Indexing original tokens in solr

319 views Asked by At

Let's say I have a field type as the following:

<fieldType name="text_body" class="solr.TextField" positionIncrementGap="100" multiValued="true">
  <analyzer type="index">
    <tokenizer class="solr.WhitespaceTokenizerFactory"/>
    <filter class="solr.WordDelimiterGraphFilterFactory" generateWordParts="1" catenateWords="1" preserveOriginal="1"/>
    <filter class="solr.FlattenGraphFilterFactory"/>
    <filter class="solr.StopFilterFactory" ignoreCase="true" words="stopwords.txt" />
    <filter class="solr.PorterStemFilterFactory"/>
    <filter class="solr.LowerCaseFilterFactory"/>
  </analyzer>
</fieldType>

My goal is to index, for each token, the original token as well as the token after passing all the token filters. For example, for the text:

"My dog is barking #DOGS"

The current field type (as mentioned above) will index the following tokens:

"my", "dog", "bark", "dogs", "#dogs" 

"is" will be dropped because of the stopWords filter, and "barking" will become "bark" because of the stemming filter.

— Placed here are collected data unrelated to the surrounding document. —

Issue #2357, opened 2024-03-20
Removing Certain rail station tile crashes game


superchadST345:
**Version information:**
 - Windows 11
 - 24.02.1

**Describe the bug**
Not sure what causes it, but removing some station tiles (for me, it was a very specific station tile next to a road/rail intersection

crash dump uploaded

[crashdump.zip](https://github.com/OpenLoco/OpenLoco/files/14672789/crashdump.zip)

**To Reproduce**
1. build road and rail intersection
2. place station on track next to it
3. remove station
4. game may crash

**Expected behaviour**
game should never crash removing a station

AaronVanGeffen:
We've not reimplemented the station removal game command yet, so it might be hard to narrow down. Hopefully the dump will reveal what's happening, but in case it isn't: could you provide a save game and a screenshot, pointing out what tile needs removing to trigger the crash?

superchadST345:
attached screenshot and save game

![image](https://github.com/OpenLoco/OpenLoco/assets/6529196/1ccce79c-2582-4716-bbcc-403d964186a7)
[Sandbox Settler-152.zip](https://github.com/OpenLoco/OpenLoco/files/14672946/Sandbox.Settler-152.zip)

superchadST345:
trying to remove the lone station piece

duncanspumpkin:
This uses custom objects airport4 and hport2 do you have a copy of them you could post.

superchadST345:
I know the airport should be here https://www.owenrudge.net/download/download?t=10&id=225 and the slopes should here https://www.wisim-welt.de/filebase/index.php?entry/1028-default-bridges-w-new-slopes-added/

duncanspumpkin:
Its crashing because the station tile hasn't been added to the station. Which is odd! Most likely this is a mistake in the train station placement code (that was done last month).

superchadST345:
so does it have a null station then?

superchadST345:
If i click on it, it opens the station

AaronVanGeffen:
Station tile elements know what station they belong to, but stations themselves also keep track of what tile elements belong to the station. Sounds like the former has been registered correctly, but the latter hasn't.

superchadST345:
interesting, is there a way to catch the exception and remove the station rather than crashing the game?

superchadST345:
where is the code to add the station at? where is the code to remove the station at?

AaronVanGeffen:
> where is the code to add the station at?

[...]

PR #2396, opened 2024-04-03
Fix crash when creating too big a station

duncanspumpkin:
I thought that this would solve #2357 but I'm not sure if it would as that save only has 64 station tiles (which is a curious number anyway)


AaronVanGeffen (approved):
Changelog entry?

I would like that the following tokens will be indexed:

"My", "my", "dog", "barking", "bark", "dogs", "#DOGS".

I considered the "perserveOriginal" parameter in the WordDelimiterGraphFilterFactory but it's only works for tokens with special characters, and also the "original token" passes the other filters after that.

I know that the obvious way is to write a custom TokenFilter that indexes the tokens at their original form right after the tokenizer, but my question is if there is something built in Solr that allows it.

I'm using Solr 6.5.1

Thanks :)

1

There are 1 answers

0
S Jayesh On

Nice question related to maintaining relevany of search for natura language, probably following will help.

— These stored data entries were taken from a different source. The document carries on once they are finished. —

Issue #2267, opened 2024-01-26
Game crashes randomly when editing a train route


Lev135:
**Version information:**
 - Platform: Windows 10
 - Version: 24.01.1
 - Build/commit: 839d396

**Describe the bug**
Sometimes game crashes when I select a route item/add new one. This happens randomly, but often enough. No report is produced, so I don't know, what to attach to the issue. 

It seems like crashes are more often in complex routes (with 5+ stations) with trains, but sometimes with simple routes too. For other vehicles everything is fine.

**To Reproduce**
I don't know what exectly one should do to crash the game. 

**Expected behaviour**
I want the game not to crush ^).

**Screenshots**
![image](https://github.com/OpenLoco/OpenLoco/assets/35816057/5d842590-c172-4c3d-ab0c-5029d2d4abda)

**Additional context**

ilmoro93:
I have this problem very often.

For example in this saved game (version 24.02.1): [North America (Midwest) - 100 Year Challenge - 1.zip](https://github.com/OpenLoco/OpenLoco/files/14594108/North.America.Midwest.-.100.Year.Challenge.-.1.zip)

Steps to reproduce the behaviour:

1. Remove train 14 from landscape
2. Delete all orders/stops from route
3. Add waypoint 1 as the screenshot below:

![Screenshot (3)](https://github.com/OpenLoco/OpenLoco/assets/56093089/1bf73acb-d61f-45fd-8f9c-27044cb3adbe)

4. Add stop to Dallas Transfer
5. Wait some seconds... 

This is just an example. As said before, it happens frequently with complex routes, but it has happened also with buses.

Another strange thing here: on the right of waypoint some kinds of cargo have appeared randomly (for example grain, that was not related to that train or track).

![image](https://github.com/OpenLoco/OpenLoco/assets/56093089/6c666ed9-0154-4021-a932-a893779dfe36)

AaronVanGeffen:
@ilmoro93 Are you actually on v24.02.1, or on master? I ask because #2327 (in master) introduced a regression in dropdowns, which is fixed by #2339 (not yet in master).

ilmoro93:
Sorry, in debug I was in my branch (https://github.com/ilmoro93/OpenLoco/tree/restart-music-on-resume) which is one commit on #2327.

duncanspumpkin:
> I tried to reproduce my last comment in debug. After adding stop to Dallas Transfer I pressed on + symbol to add an order and I got this exception:
[...]

Issue #2205, opened 2023-12-02
Creating/Modifying orders still crashes v23.11


FenderBender2:
**Version information:**
 - Platform: Windows 10
 - Version: 23.11
 - Build/commit: 3f1d349a

**Describe the bug**
I'm still getting crashes when using the Orders window. It seems better than 23.10 but it still happens. It seems to crash *mostly* when I have more than one train order window open. I also got it to crash by creating several dozen orders in a window (as a test).

Is this still https://github.com/OpenLoco/OpenLoco/pull/2127?

**To Reproduce**
Steps to reproduce the behaviour:
1. Open the orders window any train.
2. Open the orders of another train.
3. Modify the orders of the second train.
4. Keep trying until it crashes.

**Expected behaviour**
Game doesn't crash.

AaronVanGeffen:
Could you add a crash dump, so we can see whether it is a different problem?

FenderBender2:
It doesn't seem to want to create a dump file. I can simply open an orders screen and wait, but when it 'stops' there is no dump.

I'll keep trying.

![Orders](https://github.com/OpenLoco/OpenLoco/assets/121941598/b07cd9bd-1d0b-4004-a94a-0162fbfc4349)

FenderBender2:
I've been trying all week to get a dump file, but this issue just stops the game without creating a dump file every time.

FenderBender2:
@AaronVanGeffen, I'm not sure what release your 23.12-8 includes, but it generated a dump file for this problem. I hope this helps.
[93f682b9-4c6a-4ea9-8c7e-04fade903a0c(OpenLoco, v23.12 (dcd393ac on master)).dmp](https://github.com/OpenLoco/OpenLoco/files/13822985/93f682b9-4c6a-4ea9-8c7e-04fade903a0c.OpenLoco.v23.12.dcd393ac.on.master.dmp)

AaronVanGeffen:
Thanks for the dump file. The 23.12-8 you speak of is our current master (f22f1f7) with the bug fix from #2240. I cannot read these dump files, though, as I'm not using Windows. @duncanspumpkin, could you have a look?

FenderBender2:
No problem. If you're ever in need of an extra pair of hands for Beta testing let me know. I'd be happy to help. I've been wishing for a full screen version of Locomotion and the work you guys have done so far is remarkable, so thanks for that.

I'm afraid I'm not much of a coder as I've only ever coded in C and VB.

PR #2397, opened 2024-04-04
Fix order display frame again

duncanspumpkin:
Made a mistake when i tried to fix this before in that i incremented it even when it shouldn't be incremented! I've added an exception so that the game at least crashes instead of hangs if it gets into trouble.

### DIFF
--- a/CHANGELOG.md
+++ b/CHANGELOG.md
@@ -4,6 +4,7 @@
 - Fix: [#2377] When cloning vehicle without having sufficient funds, the error message appears below the window.
 - Fix: [#2379] Text cursor is not rendering in the right position.
 - Fix: [#2380] 'Number of smoothing passes' label is displayed incorrectly.
+- Fix: [#2387] Potential crash when a vehicle is deleted while viewing vehicle orders.
 - Fix: [#2388] Occasional crash after deleting a vehicle.
 - Fix: [#2396] Crash when creating a station of greater than 80 tiles.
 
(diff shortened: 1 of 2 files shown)


duncanspumpkin:
Should also fix #2267

duncanspumpkin:
I think #2205 is probably this issue as well.

duncanspumpkin:
For reference https://github.com/OpenLoco/OpenLoco/pull/2127 was the PR that almost fixed this. Issue was in this commit that i added :( https://github.com/OpenLoco/OpenLoco/pull/2127/commits/6cc0c2a0b4eaec95bcc706270ad833c2ad08bc78

CHANGELOG.md
```diff
@@ -2,6 +2,7 @@
 ------------------------------------------------------------------------
 - Fix: [#2379] Text cursor is not rendering in the right position.
 - Fix: [#2380] 'Number of smoothing passes' label is displayed incorrectly.
+- Fix: [#2387] Crash when viewing vehicle orders.
```
AaronVanGeffen, line 5: This doesn't always happen, though. Can we make it more specific?

duncanspumpkin: I could copy the text from 2127

AaronVanGeffen: For reference, #2127 added:
> Crash when viewing the orders of a vehicle and ai deletes a train.

That sounds more specific alright. Can I suggest we generalise it to:
```suggestion
- Fix: [#2387] Potential crash when a vehicle is deleted while viewing vehicle orders.
```

AaronVanGeffen (approved):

If fields to search on are only the fields of mentioned filedType i.e. "text_body", and you want to have both stemmed and original tokans for searching for all the fileds in your list of fileds to search on;

Then try creating an additional field (say field_withoutStemmer) with another fieldType like "text_body" but without following filter:

<filter class="solr.PorterStemFilterFactory"/>

In addition to this if you are using dismax/edismax query parser, then you may want to set "tie" parameter with non-zero value (probably tie=1.0).

Setting "tie=1.0" will generate document's score = sum of scores for both fields of the matched document; otherwise it will disjunct and you will have only highest score of one among both fields.